Assignment
Word for word, set down every line of the entries below from the line with "PR #1300, opened 2021-09-28" to the line with "ranweiler, line 202: Could", including both, and no other line.
- Opening Delimiter -
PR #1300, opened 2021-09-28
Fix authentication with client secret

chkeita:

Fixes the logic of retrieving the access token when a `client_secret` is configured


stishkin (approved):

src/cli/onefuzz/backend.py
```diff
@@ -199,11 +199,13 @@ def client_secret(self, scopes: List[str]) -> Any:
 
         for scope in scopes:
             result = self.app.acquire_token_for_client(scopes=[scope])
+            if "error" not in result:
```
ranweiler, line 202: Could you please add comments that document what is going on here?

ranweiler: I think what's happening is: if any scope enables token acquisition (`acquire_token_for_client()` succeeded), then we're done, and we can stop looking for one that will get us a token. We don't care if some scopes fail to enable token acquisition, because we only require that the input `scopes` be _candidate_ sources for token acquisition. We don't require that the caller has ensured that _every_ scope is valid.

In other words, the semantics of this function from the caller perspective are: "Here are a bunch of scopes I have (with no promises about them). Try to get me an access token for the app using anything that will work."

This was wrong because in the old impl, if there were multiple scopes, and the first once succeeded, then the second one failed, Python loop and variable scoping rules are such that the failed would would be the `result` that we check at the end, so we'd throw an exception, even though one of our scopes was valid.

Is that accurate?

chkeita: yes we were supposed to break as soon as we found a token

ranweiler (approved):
- Closing Delimiter -
- Opening Delimiter -
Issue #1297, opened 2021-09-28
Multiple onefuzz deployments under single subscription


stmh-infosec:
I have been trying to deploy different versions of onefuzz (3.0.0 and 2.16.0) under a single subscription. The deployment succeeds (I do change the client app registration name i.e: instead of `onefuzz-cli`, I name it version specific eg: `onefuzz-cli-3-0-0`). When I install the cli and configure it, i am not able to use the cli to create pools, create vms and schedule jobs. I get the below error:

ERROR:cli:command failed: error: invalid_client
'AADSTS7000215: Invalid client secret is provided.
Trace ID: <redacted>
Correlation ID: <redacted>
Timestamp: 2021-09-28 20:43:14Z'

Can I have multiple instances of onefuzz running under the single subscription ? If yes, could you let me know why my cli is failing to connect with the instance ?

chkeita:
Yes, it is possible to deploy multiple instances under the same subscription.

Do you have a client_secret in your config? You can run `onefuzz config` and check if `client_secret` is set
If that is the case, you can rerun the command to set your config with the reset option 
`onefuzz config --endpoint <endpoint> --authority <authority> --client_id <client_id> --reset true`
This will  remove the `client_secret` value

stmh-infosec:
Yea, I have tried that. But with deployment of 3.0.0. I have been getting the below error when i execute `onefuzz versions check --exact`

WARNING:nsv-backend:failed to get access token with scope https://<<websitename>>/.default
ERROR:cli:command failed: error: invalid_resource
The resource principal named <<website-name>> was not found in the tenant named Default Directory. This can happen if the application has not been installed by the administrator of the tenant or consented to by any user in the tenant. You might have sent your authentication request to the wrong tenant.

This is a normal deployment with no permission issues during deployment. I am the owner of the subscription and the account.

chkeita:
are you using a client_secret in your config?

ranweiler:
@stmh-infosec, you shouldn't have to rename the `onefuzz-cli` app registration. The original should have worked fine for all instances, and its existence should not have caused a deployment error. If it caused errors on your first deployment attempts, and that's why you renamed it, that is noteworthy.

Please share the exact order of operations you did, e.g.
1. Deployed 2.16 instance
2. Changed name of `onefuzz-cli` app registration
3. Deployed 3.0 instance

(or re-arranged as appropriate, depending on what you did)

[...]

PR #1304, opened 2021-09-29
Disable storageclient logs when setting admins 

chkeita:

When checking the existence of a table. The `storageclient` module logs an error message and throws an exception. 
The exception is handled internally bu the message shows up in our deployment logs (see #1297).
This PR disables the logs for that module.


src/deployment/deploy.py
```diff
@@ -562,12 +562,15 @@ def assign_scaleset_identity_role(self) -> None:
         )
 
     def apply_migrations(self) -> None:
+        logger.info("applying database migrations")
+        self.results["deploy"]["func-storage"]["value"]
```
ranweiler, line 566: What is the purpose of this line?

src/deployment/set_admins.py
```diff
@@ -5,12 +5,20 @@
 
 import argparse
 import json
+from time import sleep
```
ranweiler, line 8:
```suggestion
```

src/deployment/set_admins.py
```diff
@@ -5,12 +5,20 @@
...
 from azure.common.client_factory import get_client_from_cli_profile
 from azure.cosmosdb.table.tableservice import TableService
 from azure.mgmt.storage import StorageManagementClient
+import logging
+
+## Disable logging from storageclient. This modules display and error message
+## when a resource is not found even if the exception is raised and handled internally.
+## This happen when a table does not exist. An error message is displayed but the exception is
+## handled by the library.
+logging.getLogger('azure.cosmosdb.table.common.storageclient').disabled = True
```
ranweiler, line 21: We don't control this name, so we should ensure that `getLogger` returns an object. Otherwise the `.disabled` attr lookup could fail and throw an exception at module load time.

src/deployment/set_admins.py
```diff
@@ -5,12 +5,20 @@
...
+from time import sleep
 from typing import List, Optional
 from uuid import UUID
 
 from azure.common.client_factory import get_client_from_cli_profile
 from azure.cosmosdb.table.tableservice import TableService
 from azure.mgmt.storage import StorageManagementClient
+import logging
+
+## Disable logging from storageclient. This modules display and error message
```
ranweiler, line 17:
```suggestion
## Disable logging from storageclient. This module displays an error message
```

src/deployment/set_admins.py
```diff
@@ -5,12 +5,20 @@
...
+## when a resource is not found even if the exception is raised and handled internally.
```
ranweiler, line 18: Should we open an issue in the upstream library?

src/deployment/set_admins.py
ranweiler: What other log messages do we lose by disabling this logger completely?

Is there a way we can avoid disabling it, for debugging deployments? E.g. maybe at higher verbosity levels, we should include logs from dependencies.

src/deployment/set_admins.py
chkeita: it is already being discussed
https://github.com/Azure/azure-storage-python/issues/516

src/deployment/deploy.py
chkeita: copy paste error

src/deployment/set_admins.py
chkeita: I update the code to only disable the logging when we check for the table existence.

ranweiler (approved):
- Closing Delimiter -
Expected output
PR #1300, opened 2021-09-28
Fix authentication with client secret

chkeita:

Fixes the logic of retrieving the access token when a `client_secret` is configured


stishkin (approved):

src/cli/onefuzz/backend.py
```diff
@@ -199,11 +199,13 @@ def client_secret(self, scopes: List[str]) -> Any:
 
         for scope in scopes:
             result = self.app.acquire_token_for_client(scopes=[scope])
+            if "error" not in result:
```
ranweiler, line 202: Could you please add comments that document what is going on here?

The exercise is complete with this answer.